Brining home a new baby can be a lot of change for a toddler, and there was no exception for our 2-year-old Max when he met his little brother Dodge last week. Things started of fine with hugs and kisses but have daily descended into the expected pit of regression as Max acts out in an attempt to still be “the baby.” Temper tantrums, fake crying when Dodge cries, insisting that Dodge’s toys are his, and everything else you’d expect from a toddler robbed of being an only child. I feel bad for him…but at the same time I’m suddenly aware of how stinky and massive he is. Max is not a baby…he’s a big hulking kid.
The hardest part in all this is that Dodge got all tangled up during birth so we had to have a C-Section…meaning Kate can’t lift Max. So not only is he coping with not being the baby, he has to do it without Mama picking him up. It’s a lot for a little guy to digest.

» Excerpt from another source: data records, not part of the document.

PR #257, opened 2023-10-23
Updated value of fine structure constant and C in tritium source

IdaEkmark:
When writing the Activated source derivation section of the paper, I realized the fine structure constant could have a higher precision, which also affected the normalization factor of the tritium beta decay energy distribution spectrum

### DIFF
--- a/src/Equations/Kinetic/TritiumSource.cpp
+++ b/src/Equations/Kinetic/TritiumSource.cpp
@@ -84,13 +84,13 @@ void TritiumSource::Rebuild(const real_t, const real_t, FVM::UnknownQuantityHand
  * ITER disruptions" by M. Solis (2017),
  */
 real_t TritiumSource::integrand(real_t p, void *){
-    real_t C = 1.2174246e-7; // Normalization factor
+    real_t C = 1.2174246e-7; // Normalization factor 
     real_t Tmax = 18.6e3;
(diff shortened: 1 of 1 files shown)


src/Equations/Kinetic/TritiumSource.cpp
```diff
@@ -84,13 +84,13 @@ void TritiumSource::Rebuild(const real_t, const real_t, FVM::UnknownQuantityHand
...
 real_t TritiumSource::integrand(real_t p, void *){
-    real_t C = 1.2176458e-7; // Normalization factor
+    real_t C = 1.2174246e-7; // Normalization factor
     real_t Tmax = 18.6e3;
     real_t mc2 = Constants::mc2inEV;
     if (p > sqrt((Tmax/mc2 + 1)*(Tmax/mc2 + 1) - 1)) {
         return 0;
     }
-    real_t alpha = 1./137.;
+    real_t alpha = 1./137.035999084;
```
hoppe93, line 93: For the fine structure constant, we actually already have it defined as
```
DREAM::Constants::alpha
```
in ``src/Constants.cpp``.

hoppe93 (approved):
Just added a note about the fine structure constant, otherwise looks fine!

hoppe93 (approved):
Super!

I’m working from home this week but fully aware of the fact that next week we need some solutions for how Kate will be able to handle both Max and Dodge…so we started celebrating “Big Boy Moments!” Max can already go up and down the stairs all on his own so even if it is me (who can lift him) he’s been asked to walk on his own like a “big boy.” Diapers can be changed on the floor, he can get in and out of his car seat in Mama’s car, he can sit at the table and feed himself. He’s pretty much fully prepared to be a big boy with the exception of one thing…the crib.

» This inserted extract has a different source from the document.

PR #259, opened 2023-10-23
Manually enforced lower physical limit on AMJUEL ionization loss

vaoskar:
This fix forces the combined ionization and line radiation losses given by the AMJUEL coefficients to be at least ionization energy times ionization rate (as it should not be physically possible to have any ionization events with a lower energy loss than the ionization energy). 

I will have to read the AMJUEL manual again tom make sure I have really understood the definitions of everything correctly. There might also be more accurate solutions to this, for instance the loss could be expressed in terms of the energy loss per effective ionization event (including intermediate excitations/deexcitations, thus accounting for line radiation), which AMJUEL has a separate, potentially more accurate, fit for. However, I think this is already an improvement at least, so I wanted to make this available and open the pull request to make it easier for you to review it.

Knowing it was a lot to throw at Max all at once, I took the front of the crib off and threw a “Big Boy Bed Party” for Max which pretty much consisted of showing him the bed and reading books with him in bed. Max was very excited to have a bed that was just the right size for him and loved crawling in and out of it at his leisure. We discussed the rules of the bed and how once it was night-night time he had to stay in the bed. He agreed. Then it was nap time…and the true test. Would he stay in bed? I tucked him in, kissed him goodnight, then left to observe from the camera. This is what I saw:
Between the Muffin and Orange Monster tests there was a brief out-of-bed experience to help Muffin back to bed. Other than that…he has stayed in bed. On his third night he fell out and bonked his head, since then he has slept in the back corner instead draped over the edge. In the morning he gets out of bed on his own and plays with his toys, reads books, and dresses Muffin. Then he knocks on the door and says “I’m up!” and we come get him. Not too shabby.

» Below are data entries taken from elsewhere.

PR #261, opened 2023-11-03
Lcfs

lisehanebring:


include/DREAM/Equations/Fluid/LCFSLossRateTerm.hpp
```diff
@@ -0,0 +1,51 @@
...
+    private:
+    
+        FVM::UnknownQuantityHandler *unknowns;
+        real_t scaleFactor;
+        real_t* t_loss;
+        const len_t userGivenPsiEdge_t0;
+        real_t psi_edge_t0;
+        const len_t id_psi;
+        real_t* GammaLoss = nullptr;
+        len_t ir_LCFS;
```
vaoskar, line 21: len_t is unsigned, so if you want to set this variable to a negative value to indicate that there are no closed flux surfaces, you should change the type of this variable to int_t

src/Equations/Fluid/LCFSLossRateTerm.cpp
```diff
@@ -0,0 +1,166 @@
...
+    
+    // Find if the sign of PsiDiff() should be +1 or -1
+    if(this->signFixed == false) { 
+        real_t psi_mid_init = unknowns->GetUnknownInitialData(id_psi)[0]; 
+        real_t psi_edge_init = unknowns->GetUnknownInitialData(id_psi)[nr-1];
+        if(psi_mid_init-psi_edge_init > 0) { this->sign = 1; }
+        this->signFixed = true;
+    }
+    
+    bool exists = false;
```
vaoskar, line 82: A quite picky comment, but wouldn't it be possible to write lines 82-90 in a shorter way like

```
for(len_t ir = 0; ir < nr; ir++)
    if(this->sign * PsiDiff(ir)<0)
        this->ir_LCFS=(int_t)ir-1;
```
?

src/Equations/Fluid/LCFSLossRateTerm.cpp
```diff
@@ -0,0 +1,166 @@
...
+    return psi - this->psi_edge_t0;
+}
+
+
+
+/**
+* Currently a step function at ir_LCFS, could be changed to continuous
+*/
+real_t LCFSLossRateTerm::StepFunction(len_t ir){
+    real_t x;
```
vaoskar, line 109: A very picky comment but you don't need the variable x here, you can just write the content of this function as

```
    if (ir > this->ir_LCFS) { 
        return = 1; 
    } else { 
        return = 0; 
    }
```

vaoskar (changes requested):
Nice work! I only have a few very small and easy to fix-comments!

It did however occur to me that it might not have been intentional to put this implementation on the same branch as the hottail low-Z-implementation. Is the hottail low-Z-implementation ready to merge soon as well, or would it be worthwhile to remove it from this branch? I didn't review that part now as I'm not read up on how it works.

vaoskar (approved):
Looks good! You could just remove the outcommented lines and outdated comments I marked before merging. And then do whatever should be done with the hottail low-Z part and wait for Mathias approval.

src/Equations/Fluid/LCFSLossRateTerm.cpp
```diff
@@ -0,0 +1,208 @@
...
+            exists = true;
+        }
+    }
+    if ( exists == false ) { this->ir_LCFS = -1; } // No flux surface is closed
+}
+
+
+
+/**
+* Difference between the poloidal flux at radial point ir and at the edge at t=0
```
hoppe93, line 107: Doesn't this routine return the difference between ``psi_p`` at ``ir+1/2`` and the edge ``psi_p``?

src/Equations/Fluid/LCFSLossRateTerm.cpp
```diff
@@ -0,0 +1,208 @@
...
+*/
+real_t LCFSLossRateTerm::PsiDiff(len_t ir){
+    //real_t psi = unknowns->GetUnknownDataPrevious(id_psi)[ir]; 
+    // Interpolate (extrapolate for ir=0) psi for estimate of psi at inner 
+    // radial grid cell wall of current grid cell
+    real_t psi = InterpolatePsi(ir); 
+    return psi - this->psi_edge_t0;
```
hoppe93, line 114: I would suggest renaming ``psi`` -> ``psi_f`` to clarify that it is actually an edge value of the poloidal flux.

src/Equations/Fluid/LCFSLossRateTerm.cpp
```diff
@@ -0,0 +1,208 @@
...
+void LCFSLossRateTerm::SetWeights() {
+
+    SetGammaLoss(); // Set GammaLoss to be the weights on the radial grid
+    
+    len_t offset = 0;
+    for (len_t ir = 0; ir < nr; ir++){
+        const len_t xiIndex = this->GetXiIndexForEDirection(ir);
+        const real_t V = this->GetVolumeScaleFactor(ir);
+
+        weights[offset + n1[ir]*xiIndex] = scaleFactor * this->GammaLoss[ir] * V;
```
hoppe93, line 174: Are you sure this is how you want to implement it in kinetic mode? This will just remove particles from a single point in $(p,\xi_0)$. Wouldn't it be more natural to make it uniform across all of momentum space? In that case, the term should have the same value everywhere, and that value just has to be scaled appropriately with $\mathcal{V}'\Delta p\Delta\xi_0$.

py/DREAM/Output/LCFSLoss.py
```diff
@@ -0,0 +1,57 @@
...
+    
+        if r is None:
+            r=slice(None)
+            
+        if t is None:
+            t=slice(None)
+            
+        jreScrapedOff = self.output.eqsys.j_re.data[t,r]
+        
+        for i in range(len(self.grid.r)):
```
hoppe93, line 27: Shouldn't ``self.grid.r`` be replaced by the subset ``self.grid.r[r]``?

py/DREAM/Output/LCFSLoss.py
```diff
@@ -0,0 +1,57 @@
...
+            
+        if t is None:
+            t=slice(None)
+            
+        jreScrapedOff = CurrentDensity(name = self.name, data = self.calcScrapedOffJre(r,t), grid = self.grid, output=self.output)
+        
+        return jreScrapedOff.current(t = t)
+        
+    def plotScrapedOffJre(self, r=None, t=None, **kwargs):
+        jreScrapedOff = CurrentDensity(name = 'scraped-off $J_{re}$ [A/m$^2$]', data = self.calcScrapedOffJre(r,t), grid = self.grid, output=self.output)
```
hoppe93, line 52: Are you sure you want to give ``r`` and ``t`` to ``calcScrapedOffJre()``  and not to ``plot()``. I think you want the latter, as otherwise the radial/time grid will be screwed up (same comment for ``plotScrapedOffIre`` below).

src/Equations/SPIHandler.cpp
```diff
@@ -327,11 +327,11 @@ void SPIHandler::Rebuild(real_t dt){
         // Shift the deposition profile
         for(len_t ip=0;ip<nShard;ip++){
             if(rCoordPNext[ip]>rCoordPPrevious[ip]){
-                for(len_t ir=0;ir<nr-1;ir++){
+                for(len_t ir=0;ir<nr-nbrShiftGridCell[ip];ir++){
```
hoppe93, line 330: I suppose this is a borrow from the ``plasmoid_drift`` branch? But is it correct? Shouldn't ``ir`` be affected more directly? And do we really want these changes on this branch, before the ``plasmoid_drift`` branch is merged?

src/Settings/RunawaySourceTerms.cpp
```diff
@@ -152,7 +153,28 @@ RunawaySourceTermHandler *SimulationGenerator::ConstructRunawaySourceTermHandler
...
     }
+     
+    // Add LCFS loss term (add exception if (nr==1 and lcfs_mode != LCFS_LOSS_MODE_DISABLED)...)
+    OptionConstants::eqterm_lcfs_loss_mode lcfs_mode = (enum OptionConstants::eqterm_lcfs_loss_mode)s->GetInteger(mod + "/lcfs_loss");
+    if (lcfs_mode != OptionConstants::EQTERM_LCFS_LOSS_MODE_DISABLED && grid->GetNr() == 1){
+        throw SettingsException(
+            "The LCFS loss term is not compatible with using only one radial grid point."
+        );
+    }
+    len_t lcfs_user_input_psi = (len_t)s->GetInteger(mod + "/lcfs_user_input_psi");
```
hoppe93, line 169: Are you sure this shouldn't be a ``bool`` instead?

py/DREAM/Settings/Equations/RunawayElectrons.py
```diff
@@ -101,6 +118,51 @@ def setInitialProfile(self, density, radius=0):
...
+        
+    def setLCFSLossPsiEdget0(self, psi_edge_t0, user_input_active=1):
+        """
+        Sets the value of psi_p at the plasma edge at
+        t = 0, used to determine the LCFS radial point.
+        Use in restarts to keep the value from the first
+        simulation. user_input_active should be 1 (default)
+        or set to 0 to manually switch off the user input.
+        """
+        self.lcfs_user_input_psi = int(user_input_active)
```
hoppe93, line 151: Yeah, here it really looks like ``user_input_active`` should be a boolean instead!

hoppe93 (changes requested):
Nice work! I have some questions and suggestions for improvements here and there. Overall, I think this can be merged very soon! :)

py/DREAM/Settings/Equations/IonSpecies.py
```diff
@@ -72,7 +72,7 @@ def __init__(self, settings, name, Z, ttype=0, Z0=None, isotope=0, SPIMolarFract
         neutral_diffusion_mode=ION_NEUTRAL_DIFFUSION_MODE_NONE, neutral_prescribed_diffusion=None, rNeutralPrescribedDiffusion=None, tNeutralPrescribedDiffusion=None,
         charged_advection_mode=ION_CHARGED_ADVECTION_MODE_NONE, charged_prescribed_advection=None, rChargedPrescribedAdvection=None, tChargedPrescribedAdvection=None,
         neutral_advection_mode=ION_NEUTRAL_ADVECTION_MODE_NONE, neutral_prescribed_advection=None, rNeutralPrescribedAdvection=None, tNeutralPrescribedAdvection=None,
-        t_transp_expdecay_all_cs = None, t_transp_start_expdecay_all_cs = 0, diffusion_initial_all_cs = None, diffusion_final_all_cs = 0, advection_initial_all_cs = None, advection_final_all_cs = 0, r_expdecay_all_cs = None, t_expdecay_all_cs = None,        
+        t_transp_expdecay_all_cs = None, t_transp_start_expdecay_all_cs = 0, diffusion_initial_all_cs = None, diffusion_final_all_cs = 0, diffusion_offset_all_cs = 0, advection_initial_all_cs = None, advection_final_all_cs = 0, advection_offset_all_cs = 0, r_expdecay_all_cs = None, t_expdecay_all_cs = None,
```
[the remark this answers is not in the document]
vaoskar: It is supposed to be used to set a non-zero ion transport already before the onset of the later exponentially decaying transport coefficients. It was passed to the co-argument in calcTransportCoefficientExpdecayAllChargedStates() (and then forwarded to calcTransportCoefficientExpdecaySingleChargedState()) before, but I would think that disappeared when you restructured the setting of the ion transport and merged it to this branch from master?

py/DREAM/Settings/Equations/IonSpecies.py
```diff
@@ -1170,7 +1170,7 @@ def calcTransportCoefficientExpdecaySingleChargeState(self, t_exp, c0, cf = 0, t
         c_single_charge_state = (cf + np.exp(-(t-t_start)/t_exp)*(c0-cf))*(t>t_start)
         
         # Copy the coefficients for the last time step to avoid an unintended linear extrapolation with an unphysical sign change
-        c_single_charge_state = np.vstack((c_single_charge_state, c_single_charge_state[-1,:])) 
+        c_single_charge_state = co + np.vstack((c_single_charge_state, c_single_charge_state[-1,:]))
```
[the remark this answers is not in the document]
vaoskar: see above

py/DREAM/Settings/Equations/Ions.py
```diff
@@ -63,8 +63,8 @@ def addIon(self, name, Z, iontype=IONS_PRESCRIBED, Z0=None, isotope=0, SPIMolarF
         neutral_diffusion_mode=ION_NEUTRAL_DIFFUSION_MODE_NONE, neutral_prescribed_diffusion=None, rNeutralPrescribedDiffusion=None, tNeutralPrescribedDiffusion=None,
         charged_advection_mode=ION_CHARGED_ADVECTION_MODE_NONE, charged_prescribed_advection=None, rChargedPrescribedAdvection=None, tChargedPrescribedAdvection=None,
         neutral_advection_mode=ION_NEUTRAL_ADVECTION_MODE_NONE, neutral_prescribed_advection=None, rNeutralPrescribedAdvection=None, tNeutralPrescribedAdvection=None,
-        t_transp_expdecay_all_cs = None, t_transp_start_expdecay_all_cs = 0, diffusion_initial_all_cs = None, diffusion_final_all_cs = 0, advection_initial_all_cs = None, advection_final_all_cs = 0, r_expdecay_all_cs = None, t_expdecay_all_cs = None, 
-        init_equil=False, T=None, n=None, r=None, t=None, tritium=False, hydrogen=False):
+        t_transp_expdecay_all_cs = None, t_transp_start_expdecay_all_cs = 0, diffusion_initial_all_cs = None, diffusion_final_all_cs = 0, diffusion_offset_all_cs = 0, advection_initial_all_cs = None, advection_final_all_cs = 0, advection_offset_all_cs = 0,
```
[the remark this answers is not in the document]
vaoskar: see above

src/Equations/SPIHandler.cpp
lvotta98: Discuss!

py/DREAM/Settings/Equations/RunawayElectrons.py
```diff
@@ -91,6 +98,16 @@ def __init__(self, settings, density=0, radius=0, avalanche=AVALANCHE_MODE_NEGLE
         self.density = None
         self.radius  = None
         self.setInitialProfile(density=density, radius=radius)
+        
+        self.hottail_T_final = np.array([0])
+        self.hottail_T_final_r  = np.array([0])
```
hoppe93, line 103: These two lines are remnants from the hot-tail low-Z branch and should be deleted.

hoppe93 (changes requested):
Nice work! I found two more lines from the hot-tail low-Z branch which should be deleted. We should also fix all of Oskar's comments before merging.

hoppe93 (approved):
Great! This looks ready to merge now!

Since implementing the “Big Boy” test he has also attempted to pee in the potty twice, started doing his own dishes, and tries to help with Dodge. When he can’t help with Dodge he plays pretend with Muffin and acts out the role of parent. Muffin recently found his way into the bath and is currently tumbling in the dryer out of sight. Adding a brother to the mix will be beneficial to both children as they will fight, compete, love each other, and eventually learn to work as a unified force in defeating Mommy and Daddy and getting into trouble beyond my wildest nightmares. For now…we are all in transition. Kate and I are learning how to be parents of two while maintaining our identities as individuals, a couple, and professionals. Max is learning how to be a big boy, a big brother, and not the center of attention. Dodge is learning that the dark blurry shape in front of him is Dada. So long freedom!!!